Diaeresis in Latine Divisio, is a forme of speech which divideth the generall kind into special kinds, yet not in a dialecticall forme, but in a rhetorical maner for amplification sake, whereof this saying of Job may be an example: “Aske the cattaile, and they shall inform thee, ye fowles of the aire & they shal tel thee, the increase of the earth, and it shal shew thee, or the fishes of the sea, and they shal certifie thee” Job. 12., by which answere of Job to his frends he declareth ye their wisedome was no other then such as the very brute beastes do daily teach, which he divideth into sundry kinds, wherby he doth pithily & elegantly set forth & amplifie their grosse ignorance.

I think I will have to avoid such precise archaisms since I have no idea if they are helpful. What is helpful is what the Masoretic tradition received as the accents. These make very clear where the accents are even if the music fail 'to certifie thee'.

The tri-colon (tri-stich) is an outgrowth of the bi-colon (di-stich) - I'm reverting to my terminology. Dr. D's suggestions indicate his feel for poetry. He appeals for an example to Psalms 25:7. 

Have not the sins of my youth and my transgressions in remembrance,
According to Thy mercy remember Thou me
For Thy goodness' sake, O Jahve!

He carries this through to examples from Lamentations, and from Psalms 37 to 4 and 5 cola strophes. The results are subjectively fine, but they don't say much about criteria for larger groupings. Lamentations is a great study - note the simplicity of the opening verse. I have set the first four verses of chapter 1 for chorus and orchestra - mechanical performance here.

I have examined many psalms and there are a few that stand out for larger structures, notably Ps. 96. This is clearly in three 'stanzas', each with a 'refrain' that rises to the high C. This larger structure is determined by the accents. The performance, using the deciphering key I have described over the last 10 years, is the only one that shows the aural structure clearly. I have developed this (using the earlier Leningrad codex accents) into an English score.

Alas, Dr. D mentions the law of dichotomy for which we all require a lobotomy. I am glad to see that he takes no conclusion based on it, and tears it asunder from its need to continuously bisect phrases. (That is no way to describe music!) He lists a number of possible strophe forms (consisting of multiple similar length groups of cola?) but gives no example from which we could decipher his measure. Without the music we are left to make it up as we go along. This study of possible forms requires much more detail time. 

It is possible that some work could be done in the abstract by examining the accents using a computer, but this could only uncover possibilities where further work to perform or develop the music could be done. It would be hard to see what can so easily be heard in Ps. 96 above from this sort of visual analysis:

Score letter A First Strophe: verses 1-6; changes in reciting note: 6-6-5-6-6-5
B g B ^A f e 
B g B ^A f e 
e B ^A e 
f C B ^A f e 
C B ^A e f e 
e f ^A f e 
Score letter B Second strophe: 7-10; 7-8-6-7
e B g B ^A f e 
e B g B ^A e f e 
e B g ^A f e 
e C B g ^A f e 
Score letter C Third strophe: 11-13; 8-6-9
e B g B ^A e f e 
e B g ^A f e 
e C f d f e f ^A e 

As noted before - all the music is now available in a beautiful and readable form, and there are dozens of performances listed on this blog. E.g. here and here. The differences between the accents of the WLC and the Letteris edition as sung by Esther Lamandier in multiple modes (without retuning her harp), you can hear her here. and watch the music below.

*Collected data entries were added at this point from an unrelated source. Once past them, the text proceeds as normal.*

PR #4538, opened 2024-12-17
Hide side navigation on mobile

matthillco:

## What
Hide the side navigation on landing pages when viewing on mobile devices.

## Why
- The side navigation on mobile has large spacing above it, and the heading doesn’t look like a heading
- The content flow is also disrupted by the side navigation being right at the top of the content
[Trello](https://trello.com/c/AfLGkyEs/213-post-launch-design-change-hide-side-navigation-on-mobile)

## How
Note that the large space between the hero block and the text won't disappear with this change. That will need to be considered as part of the block spacing refactor.

## Screenshots?

| Before | After |
| -------- | ------- |
| image | image |


app/views/landing_page/blocks/_side_navigation.html.erb
```diff
@@ -1,6 +1,11 @@
+<%
+  add_view_stylesheet("landing_page/side-navigation")
+%>
+<div class="side-nav">
 <%= render "govuk_publishing_components/components/contents_list", {
```
AshGDS, line 5: This component has the component wrapper on it, so you should just be able to pass `classes: "side-nav"` through to the component, instead of adding another div element. 

https://components.publishing.service.gov.uk/component-guide/contents_list/#standard-options

app/assets/stylesheets/views/_landing_page/side-navigation.scss
```diff
@@ -0,0 +1,7 @@
+@import "govuk_publishing_components/individual_component_support";
+
+.side-nav {
+  @include govuk-media-query($until: desktop) {
+    display: none;
+  }
+}
```
AshGDS, line 7: Nitpick: GitHub doesn't seem to like it when there's no empty line at the end of files, if you'd like to fix that.

AshGDS (approved):
Looks good to me, have added a couple minor comments 👍

app/views/landing_page/blocks/_side_navigation.html.erb
AshGDS: Ah yeah I forgot about that - ignore me!

PR #4539, opened 2024-12-17
Remove `app-b` prefixes from all components

matthillco:

## What
Remove the `app-b-` prefix from all components.

## Why
This class naming convention was introduced early in the project as a way of namespacing blocks, but it serves no purpose and we haven’t consistently applied it to blocks, so it should be removed.
[Trello](https://trello.com/c/NBsPCcRL/217-remove-instances-of-app-b-class-names)


spec/javascripts/unit/modules/main-navigation.spec.js
```diff
@@ -5,32 +5,32 @@ describe('Main Menu Block module', function () {
 
   beforeEach(function () {
     var DOM =
-      `<div class="app-b-main-nav" data-module="app-b-main-nav">
```
andysellick, line 8: Changes look fine, but the commit structure could be better - individually, each of these commits currently represents a breaking change. In future if the change warrants multiple commits I'd go block by block, but for simplicity now I'd suggest merging all the commits together.

andysellick (approved):

PR #4544, opened 2024-12-18
Previews check content type

KludgeKML:

## What

Return a 404 instead of the current broken page if a preview link is requested for a non-csv atttachment.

Don't let anyone, famous or not, tell you that parallelism, the music of the accents, recurrence, or the sense of the text are in conflict with each other. I have not found such an instance anywhere. And the complaints I have noted from Wickes to Kugel have not stood up under detailed analysis given the deciphering key. Of course there are copying errors in the accents and particularly the premature drawing of the reciting note down to the tonic caused by spurious methegs (which are not music-related) over the last millennium.

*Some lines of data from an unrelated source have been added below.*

PR #4562, opened 2025-01-06
Remove unneeded blocks from landing page

andysellick:

## What
Remove unneeded blocks from landing page layout. This is part of a larger piece of work that will remove all component specific blocks and replace them with the generic component block, but for now these two blocks (statistics and big number) can be safely removed as they are not in use.

## Why
Blocks are not needed for the landing page.

## Visual changes
None.

Trello card: https://trello.com/c/HvbNIYXA/218-remove-unnecessary-blocks


leenagupte (approved):
It's sad that the statistics block is going. Ah well.

PR #353, opened 2023-08-03
`src/qm.rs`: Tidy static tables

barrbrain:
Remove no-op cast `as libc::c_int as uint8_t` from cell values and run `cargo fmt`.
Remove `mut` from tables not modified in `dav1d_init_qm_tables`.


kkysen (approved):
Thanks again!  That's a lot of lines removed; it's awesome!

PR #362, opened 2023-08-07
Revert broken commit

randomPoison:
Reverts commit 49035f4d4142b3a7f0a53f7dd966437d1f6b2c43, which broke the argon tests. I'm not sure what exactly about these changes caused the build to break, but I've confirmed that the argon tests pass with these changes reverted.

There is also a point in the above performance of Ps. 48 which appears to have a missing atnah. The performer skips over it quickly in verse 5 and seems to miss it entirely in verse 6. Her performance is nonetheless pleasing and clear with subtle variations in modality. I have found the music of the deciphering key I use from Suzanne Haïk-Vantoura to be fully reliable. The performances illustrate how much variety of rhythm there is in the prosody. Interesting that both performances above disagree (slightly) with my score - partly because of copying errors and particularly the extraneous use of the short stroke of the metheg in the Letteris edition, 1000 years later than the Aleppo codex. And partly because of my program's rigid interpretation of the ornamentation of the accents above the text. I note also a significant difference in the Letteris underlay of the inscription. There's no lack of detail work to be done (by the next generation of students).

The time needed to hear and examine these texts is not to be found in abstraction or sound-bite but in the joy of intensive discovery and work. As Bach said to someone who asked him how to be successful, if you want to be successful - then work as hard as I do.

I hope to continue with Dr. D's next section:  Temple Music and Psalmody. There are four more sections to be edited before the beginning of the detail sections on the psalms themselves. It is going to take time.